Más ejemplificador no puede ser las recientes acusación de nueve mujeres –ocho cantantes y una bailarina– contra Plácido Domingo por haber usado su poder para acosarlas sexualmente causado un terremoto en la industria del canto lírico de habla hispana. Aún no se dimensionan sus réplicas.

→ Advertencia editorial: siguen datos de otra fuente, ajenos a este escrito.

PR #122, opened 2019-05-14
Queue existing content

salvamomo:
# Description
This PR adds an admin UI (with a dedicated permission) to allow administrators queue mpx media type imports. The queueing process is done in batches.

There's a minor section of code for which a change is required in the mpx-php library. Linked PR: https://github.com/Lullabot/mpx-php/pull/158.

```
    $request = new QueueVideoImportsRequest($media_type_id,
      $batch_size,
      $context['sandbox']['last_index'] + 1);

    $response = $service->execute($request);

    if (!isset($context['sandbox']['total_results'])) {
      $context['sandbox']['total_results'] = $response->getIterator()->getList()->getTotalResults();
    }
```

# Screenshots:
### Form UI.
queue_1

### Batch process running.
queue_2

### New permission.
queue_permissions

### Batch process finished.
queue_background


media_mpx.routing.yml
```diff
@@ -37,3 +37,23 @@ media_mpx.settings:
     _title: 'mpx settings'
   requirements:
     _permission: 'administer site configuration'
+
+media_mpx.asset_sync:
+  path: '/admin/config/media/mpx/asset-sync'
```
deviantintegral, line 42: Do you think these should be under config, or a subtask under content/media?

src/Exception/MediaTypeDoesNotExistException.php
```diff
@@ -0,0 +1,10 @@
+<?php
+
+namespace Drupal\media_mpx\Exception;
+
+/**
+ * Class MediaTypeDoesNotExistException.
+ *
+ * @package Drupal\media_mpx\Exception
+ */
+class MediaTypeDoesNotExistException extends \Exception {}
```
deviantintegral: Should this extend `\Drupal\Core\Entity\EntityStorageException`? Or if not, perhaps `\RuntimeException`?

src/Exception/MediaTypeNotAssociatedWithMpxException.php
```diff
@@ -0,0 +1,10 @@
+<?php
+
+namespace Drupal\media_mpx\Exception;
+
+/**
+ * Class MediaTypeNotAssociatedWithMpxException.
+ *
+ * @package Drupal\media_mpx\Exception
+ */
+class MediaTypeNotAssociatedWithMpxException extends \Exception {}
```
deviantintegral: Same question, should this extend some other exception type? At a glance it almost feels like `\LogicException`, or perhaps `\InvalidArgumentException`.

src/Form/QueueContentsForm.php
```diff
@@ -0,0 +1,173 @@
...
+
+    $form['mpx_video_types'] = [
+      '#type' => 'checkboxes',
+      '#title' => t('mpx Video Types'),
+      '#options' => $options,
+      '#required' => TRUE,
+    ];
+    $form['queue'] = [
+      '#type' => 'submit',
+      '#value' => $this->t('Queue selected Video Types'),
```
deviantintegral: We're not queuing the _types_ specifically, but the videos associated with each type. How about just `Import videos`?

src/Form/QueueContentsForm.php
```diff
@@ -0,0 +1,173 @@
...
+  }
+
+  /**
+   * {@inheritdoc}
+   */
+  public function submitForm(array &$form, FormStateInterface $form_state) {
+    $types = array_filter(array_values($form_state->getValue('mpx_video_types')));
+
+    $batch_builder = new BatchBuilder();
+    $batch_builder->setTitle(t('MPX Video Imports Queueing'))
```
deviantintegral: `Finding mpx videos to import`?

src/Form/QueueContentsForm.php
```diff
@@ -0,0 +1,173 @@
...
+      ->setFinishCallback([$this, 'batchFinished'])
+      ->setInitMessage(t('Starting Queueing Process.'));
```
deviantintegral: `Starting import`?

src/Form/QueueContentsForm.php
```diff
@@ -0,0 +1,173 @@
...
+   *   Context data passed between batches.
+   *
+   * @throws \Drupal\Component\Plugin\Exception\InvalidPluginDefinitionException
+   * @throws \Drupal\Component\Plugin\Exception\PluginNotFoundException
+   * @throws \Drupal\media_mpx\Exception\MediaTypeDoesNotExistException
+   * @throws \Drupal\media_mpx\Exception\MediaTypeNotAssociatedWithMpxException
+   */
+  public function batchedQueueItemsForMediaType(string $media_type_id, array &$context) {
+    /* @var \Drupal\media_mpx\Service\QueueVideoImports $service */
+    $service = \Drupal::getContainer()->get('media_mpx.service.queue_video_imports');
```
deviantintegral: Does this have to go to `\Drupal`? Asking because you use constructor injection earlier.

src/Form/QueueContentsForm.php
```diff
@@ -0,0 +1,173 @@
...
+    $batch_size = 200;
```
deviantintegral, line 102: We should document how you came up with this number.

src/Form/QueueContentsForm.php
```diff
@@ -0,0 +1,173 @@
...
+      $context['sandbox']['total_results'] = $response->getIterator()->getList()->getTotalResults();
+    }
+    $total_items = $context['sandbox']['total_results'];
+
+    $context['results']['success'] += $response->getVideosQueued();
+    $context['results']['errors'] += $response->getErrors();
+    $context['sandbox']['progress'] += $response->getVideosQueued();
+    $context['sandbox']['last_index'] = $context['sandbox']['last_index'] + $batch_size;
+
+    $context['message'] = 'Processed a total of ' . $context['sandbox']['progress'] . ' items.';
```
deviantintegral: This array assignment is ignored in the line below?

src/Form/QueueContentsForm.php
```diff
@@ -0,0 +1,173 @@
...
+  /**
+   * Finished callback for the batch queuing operations to update mpx videos.
+   *
+   * @param bool $success
+   *   Result of the queuing operations.
+   * @param array $results
+   *   An array with the count of successful and errored queue operations.
+   */
+  public function batchFinished(bool $success, array $results) {
+    $finished_message = t('Finished with errors.');
```
deviantintegral: `\t` here? Or `$this->t()`?

src/Form/QueueContentsForm.php
```diff
@@ -0,0 +1,173 @@
...
+    $messenger = \Drupal::messenger();
```
deviantintegral: I believe there's `$this->messenger()` on the base class you can use.

src/Form/QueueContentsForm.php
```diff
@@ -0,0 +1,173 @@
...
+
+    if ($success) {
+      $finished_message = \Drupal::translation()->formatPlural(
+        $results['success'],
+        'One mpx item queue.',
```
deviantintegral: `One mpx item queued.`?

src/Form/QueueContentsForm.php
```diff
@@ -0,0 +1,173 @@
...
+        '@count mpx items queued for updates.');
+    }
+
+    $messenger->addMessage($finished_message);
+
+    if ($results['errors'] > 0) {
+      $errors_message = \Drupal::translation()->formatPlural(
```
deviantintegral: `$this->formatPlural()`?

src/Form/QueueContentsForm.php
```diff
@@ -0,0 +1,173 @@
...
+        $results['errors'],
+        'One mpx item could not be queued (check logs for details).',
```
deviantintegral: `One mpx item could not be queued. See the site logs for details.` -> saves the parenthesis for what are two sentences.

src/Form/QueueContentsForm.php
```diff
@@ -0,0 +1,173 @@
...
+        '@count mpx items could not be queued for updates (check logs for details).');
```
deviantintegral: Same thing here.

src/Form/QueueContentsForm.php
```diff
@@ -0,0 +1,173 @@
...
+   *   Result of the queuing operations.
+   * @param array $results
+   *   An array with the count of successful and errored queue operations.
+   */
+  public function batchFinished(bool $success, array $results) {
+    $finished_message = t('Finished with errors.');
+    $messenger = \Drupal::messenger();
+
+    if ($success) {
+      $finished_message = \Drupal::translation()->formatPlural(
```
deviantintegral: `$this->formatPlural()` here.

src/Form/QueueContentsForm.php
deviantintegral: I think we should clarify that videos will be updated in the background here (and in the plural message too). Something like:

`@count mpx items queued for updates. Imports will continue in the background.`

src/Form/QueueContentsForm.php
```diff
@@ -0,0 +1,173 @@
...
+   * {@inheritdoc}
+   */
+  public function getFormId() {
+    return 'media_mpx_asset_sync_queue';
+  }
+
+  /**
+   * {@inheritdoc}
+   */
+  public static function create(ContainerInterface $container) {
```
deviantintegral: A good convention is to place create right after the constructor. That way, if arguments change this method is easy to see that it exists.

src/Repository/MpxMediaType.php
```diff
@@ -0,0 +1,90 @@
...
+use Drupal\media_mpx\Exception\MediaTypeDoesNotExistException;
+use Drupal\media_mpx\Exception\MediaTypeNotAssociatedWithMpxException;
+use Drupal\media_mpx\Plugin\media\Source\Media;
+
+/**
+ * Class MpxMediaType.
+ *
+ * @package Drupal\media_mpx\Repository
+ */
+class MpxMediaType {
```
deviantintegral, line 18: 👍 - i bet there's lots of other places in the code we could reuse this.

src/Service/QueueVideoImports.php
```diff
@@ -0,0 +1,156 @@
...
+use Drupal\media_mpx\MpxImportTask;
+use Drupal\media_mpx\Repository\MpxMediaType;
+use Lullabot\Mpx\DataService\Fields;
+use Lullabot\Mpx\DataService\ObjectListIterator;
+use Lullabot\Mpx\DataService\ObjectListQuery;
+use Lullabot\Mpx\DataService\Range;
+use Symfony\Component\EventDispatcher\EventDispatcherInterface;
+
+/**
+ * Class QueueVideoImports.
```
deviantintegral: Can we describe what this class does?

src/Service/QueueVideoImports.php
```diff
@@ -0,0 +1,156 @@
...
+ *
+ * @package Drupal\media_mpx\Service
+ */
+class QueueVideoImports {
+
+  const MEDIA_MPX_IMPORT_QUEUE = 'media_mpx_importer';
```
deviantintegral, line 27: Should we remove the constant at `\Drupal\media_mpx\Commands\MpxImporter::MEDIA_MPX_IMPORT_QUEUE` to use this one?

deviantintegral (commented):
Lots of little notes, but this is looking very nice!

Do you think we can remove some of the code in `\Drupal\media_mpx\Commands\MpxImporter`? It'd be good to know that as much of the code as possible is shared between using Drush and using the UI.

When you're done this round of edits, some screenshots of the new forms would be 💯 .

src/Repository/MpxMediaType.php
salvamomo: Totally. I'll keep an eye in the upcoming tasks for further consolidation.

src/Form/QueueContentsForm.php
salvamomo: 🤦‍♂ . I thought I couldn't do this because being callbacks generated on the fly from the DB information, the class doesn't keep any of the actual dependencies passed in construct (or above layers). Rather conveniently this doesn't affect the translation service (nor the `\Drupal::messenger()` above which I just cleaned up as well) because that's provided statically from a Trait, instead of via DI

media_mpx.routing.yml
salvamomo: That's a good point. Given this is a contrib and we don't know how bloated media can be already, maybe a dedicated area? https://monosnap.com/file/ovTWNU9MUYwUUyYYurEddXzvnxQDRv

I've no hard preference either way. If that's ok I'll tackle the moving of this in the next task, given there are more UI items to come.

src/Exception/MediaTypeDoesNotExistException.php
salvamomo: Changed 👍

src/Exception/MediaTypeNotAssociatedWithMpxException.php
salvamomo: Moved to \Logic one. Great call :)

src/Form/QueueContentsForm.php
salvamomo: Yeah, clearly English my is brightest not today at its. Changed!

src/Service/QueueVideoImports.php
salvamomo: @deviantintegral I'd leave this one as is for now. Since I'll try to make the importer reuse the queue service, I should be able to get rid of the one in from `\Drupal\media_mpx\Commands\MpxImporter`.

src/Service/QueueVideoImports.php
salvamomo: Changed to `Queues MpxImportTask items to be processed by background processes.`

src/Form/QueueContentsForm.php
salvamomo: Changed to "Queueing mpx videos for background imports.", just to clear any possible confusion about the import actually happening at that exact moment.

src/Form/QueueContentsForm.php
salvamomo: @deviantintegral sadly yes, for what I've been able to test. Drupal's batch API is still a bit archaic, so when storing the operation info, we're losing the dependencies injected in the form.

src/Form/QueueContentsForm.php
salvamomo: I spotted this by chance when doing clean up, so no longer needed, but yes, it was being ignored :)

src/Form/QueueContentsForm.php
salvamomo: Added:

```
    // Mpx responses might be a bit heavy, so limit batches size to 200. Don't
    // want php running out of memory.
    // @see vendor/lullabot/mpx-php/src/DataService/ObjectListQuery.php
```

src/Form/QueueContentsForm.php
salvamomo: I think I was fixing this at the time you were reporting it :D

src/Form/QueueContentsForm.php
salvamomo: Yes! I also clarified it in the init message 👍

salvamomo:
@deviantintegral All changes applied, except a couple comments about refactoring that I plan to look into as part of the other tasks (refactoring importer command to use the new service).

Also, I think we're good to ignore the remaining code climate reports.

media_mpx.routing.yml
deviantintegral: In D7, it's under Media -> mpx, I think it makes sense as a subtask there? We can always move it later. Either way config is better than config since most editors wouldn't see config sections of admin.

src/Form/QueueContentsForm.php
deviantintegral: 😧

src/Service/QueueVideoImports.php
```diff
@@ -0,0 +1,174 @@
...
+
+      if ($this->queueMpxItem($mpx_media, $media_type->id()) == TRUE) {
+        $queued++;
+      }
+      else {
+        $errored++;
+      }
+    }
+
+    return new QueueVideoImportsResponse($queued, $errored, $results);
```
deviantintegral, line 111: I see a few ways to reduce the complexity of this function, but I actually think this class is the root of things.

The problem with this class is that we're storing _counts_ of `$queued` and `$errored`, but losing track of which specific mpx items passed or failed. As a site admin, if something fails I generally want to know which video failed so I can try to fix it. If we were not sending in `$results` this would make sense, because we could potentially let the GC free those mpx media objects, but we're still keeping a reference around.

If `queueMpxItem` returns an object, we could have code that looks something like:

```php
$limit = min($limit, count($results));
for ($index = 0; $index < $limit; $index++) {
  $mpx_media = $results[$index];
  $queue_results[] = $this->queueMpxItem($mpx_media, $media_type->id());
}
return new QueueVideoImportsResponse($queue_results);
```

I don't think we need to hold this PR on this, but let's get a followup done before closing our ticket.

La desigualdad y el acoso en la industria musical tiene de dulce y agraz. Hace un par de años la vocalista de The Pretenders, Chrissie Hynde, fue fuertemente criticada por grupos feministas británicos, tras culpabilizar a las mujeres por su atuendo y actitud provocadora de incitar las violaciones, lo que explicaba haciendo alusión a una situación vivida a sus 21 años. O, frente a todos los casos de abuso cometidos por la Iglesia Católica, le perdonemos a la llamada reina del rock, Patti Smith asistir en 2013 a la audiencia del Papa Francisco en la plaza de San Pedro. Se le pedirán miles de disculpas a Sinead O’Connor por romper la foto de Karol Wojtyla cuando indicó el lugar del verdadero enemigo de niñas y niños.

Sobre el impacto de las olas feministas en los procesos creativos podríamos hablar extensamente. Como bien señalan Shelley Cobb y Tania Horeck, las 300 voces del Time’s Up; la denuncia pública del sexismo en la industria musical australiana #MeNoMore; las mil 993 firmas para #närmusikentystnar (Cuando la música calla) y la movilización de mujeres en los ámbitos artísticos y laborales en México, Argentina, Uruguay y Chile a través de los hashtags #MiráCómoNosPonemos, #YoSíLesCreo, #YoLesCreoAEllas, #HermanaYoTeCreo y #MeToo, son el epicentro de lo que han denominado “Era Post Weinstein”.